PR #959, opened 2016-03-16
Build: Update browserstack-runner from 0.3.7 to 0.4.2

### LINKED ISSUE #958: Update browserstack-runner
QUnit uses an obsolete browserstack-runner version that still uses the 3rd version of the API. BrowserStack has been requesting all jQuery teams to stop using older API versions so we need to do the upgrade ASAP.

mgol:
This update is necessary to stop using the 3rd version of the BrowserStack API.

Fixes #958

### DIFF
--- a/package.json
+++ b/package.json
@@ -29,7 +29,7 @@
   "dependencies": {},
   "devDependencies": {
     "async": "1.4.2",
-    "browserstack-runner": "0.3.7",
+    "browserstack-runner": "0.4.2",
     "commitplease": "2.0.0",
     "grunt": "0.4.5",
     "grunt-cli": "0.1.13",


mgol:
The build breaks for some reason. Any ideas? I asked BrowserStack for help as well.

leobalter:
> The build breakson Travis for some reason.

It breaks all the time due to timeouts from Browserstack, not the runner.

I merged this as it works on my local machine. If we get more timeouts we need to investigate a better way to use it.

leobalter:
thanks!

leobalter:
I didn't update my global browserstack-runner. Yes, it is timing out more often than before on random browsers.

PR #960, opened 2016-03-16
Build: Remove browserstack-runner from CI tasks

leobalter:
The new updated version of browserstack-runner (0.4.x) is returning a
constant timeout failure on the amd tests.

Instead of reverting browserstack-runner back to the previous and
deprecated version (0.3.x), we should investigate the current error
and find a proper fix. The old version is expected to stop working
soon, as Browserstack will maintain compatibility only to the new
version.

Ref gh-959

### DIFF
--- a/package.json
+++ b/package.json
@@ -47,7 +47,7 @@
   },
   "scripts": {
     "browserstack": "sh build/run-browserstack.sh",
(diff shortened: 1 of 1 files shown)


leobalter:
with that said, it's good if maintainers can run browserstack locally before merging.

PR #961, opened 2016-03-16
Core: Implement moduleId support for nested modules

mlato-yahoo:
What: Supporting module nesting when filtering by `moduleId`. Also registering `moduleId` on the module itself to be consistent with `testId`.
Why: `moduleId` param did not support module nesting.

### DIFF
--- a/src/test.js
+++ b/src/test.js
@@ -360,21 +360,25 @@ Test.prototype = {
 	},
 
 	valid: function() {
-		var moduleId,
-			filter = config.filter,
+		var filter = config.filter,
 			regexFilter = /^(!?)\/([\w\W]*)\/(i?$)/.exec( filter ),
 			module = QUnit.urlParams.module && QUnit.urlParams.module.toLowerCase(),
 			fullName = ( this.module.name + ": " + this.testName );
 
-		function testInModuleChain( testModule ) {
+		function moduleChainNameMatch( testModule ) {
 			var testModuleName = testModule.name ? testModule.name.toLowerCase() : null;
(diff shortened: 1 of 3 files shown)


src/test.js
```diff
@@ -377,16 +376,23 @@ Test.prototype = {
 			}
 		}
 
+		function moduleInModuleChain( testModule ) {
```
mlato-yahoo: Borrowed naming from the `testInModuleChain` function. Should this be changed?

gibson042: Yes, I think it would be more clear as something like `moduleChainIdMatch` (with the other one being renamed to `moduleChainNameMatch`). We could also simplify the body:
```js
return inArray( testModule.moduleId, config.moduleId ) > -1 ||
	testModule.parentModule && moduleChainIdMatch( testModule.parentModule );
```

gibson042:
Nice catch, @mlato-yahoo!

src/test.js
mlato-yahoo: Good suggestions, fixed!

mlato-yahoo:
Thanks @gibson042! Any idea why the checks are failing? 🙈

gibson042:
It looks like just general slowness: https://ci.appveyor.com/project/leobalter/qunit/build/1.0.27#L206 (from [test/logs.js](https://github.com/jquery/qunit/blob/0f9ae3443a0fc78d96baa2eb86f90b0cba9264b5/test/logs.js#L105))

At any rate, I'll verify locally before merging.

PR #722, opened 2022-12-24
[SD][web] Add device support in the SD web UI

Shukla-Gaurav:
1. Now device selection is available through UI.
2. Models reloading will only happen when there will be a change in the settings(variant + device).

### DIFF
--- a/web/models/stable_diffusion/stable_args.py
+++ b/web/models/stable_diffusion/stable_args.py
@@ -16,7 +16,7 @@ p.add_argument(
 )
 
 p.add_argument(
-    "--negative-prompts",
+    "--negative_prompts",
     nargs="+",
     default=[""],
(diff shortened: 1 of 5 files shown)


web/models/stable_diffusion/stable_args.py
```diff
@@ -32,7 +32,7 @@
 p.add_argument(
     "--seed",
     type=int,
-    default=42,
+    default=-1,
```
raikonenfnu, line 35: Why do we change the seed>

Shukla-Gaurav: actually seed does not matter for web as it is always supplied by UI, but -1 in general means random seed at each generation.

PhaneeshB (approved):
LGTM

PR #723, opened 2022-12-25
[SD] Fix clip inference time

Shukla-Gaurav:
1. Fix clip inference time by adding default warmup_count to 5.
2. It also adds constrained to use tuned models.
3. `model_db.json` is updated with newer custom models.


PhaneeshB (approved):
LGTM

PR #725, opened 2022-12-25
Add support for dreamlike diffusion

PhaneeshB:
- add support for dreamlike diffusion (use `--variant=dreamlike`)
- precision fp32 fp16
- prompt max length - 77


Shukla-Gaurav (approved):
LGTM!

PR #734, opened 2022-12-27
Add a prototype of the model compilation configs for SD

jinchen62:


shark/examples/shark_inference/stable_diffusion/resources/model_db.json
```diff
@@ -64,5 +64,197 @@
...
+            ]
+          }
+        }
+      }
+    },
+    "vae": {
+      "tuned": {
+        "fp16": {
+          "cuda": {
+            "compilation_flags": [
```
qedawkins, line 127: My understanding is that tuned models shouldn't need these flow level transform flags because they're already built into the model. This matches with what was already in opt_params but is a good opportunity to remove these. @yzhang93 can you confirm that we don't need these flags?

◇ ◇ ◇

* WHAT THE TASK ASKS
Go through the material above, and wherever a line contains the string "testInModuleChain", return it.

* YOUR RESPONSE
-		function testInModuleChain( testModule ) {
mlato-yahoo: Borrowed naming from the `testInModuleChain` function. Should this be changed?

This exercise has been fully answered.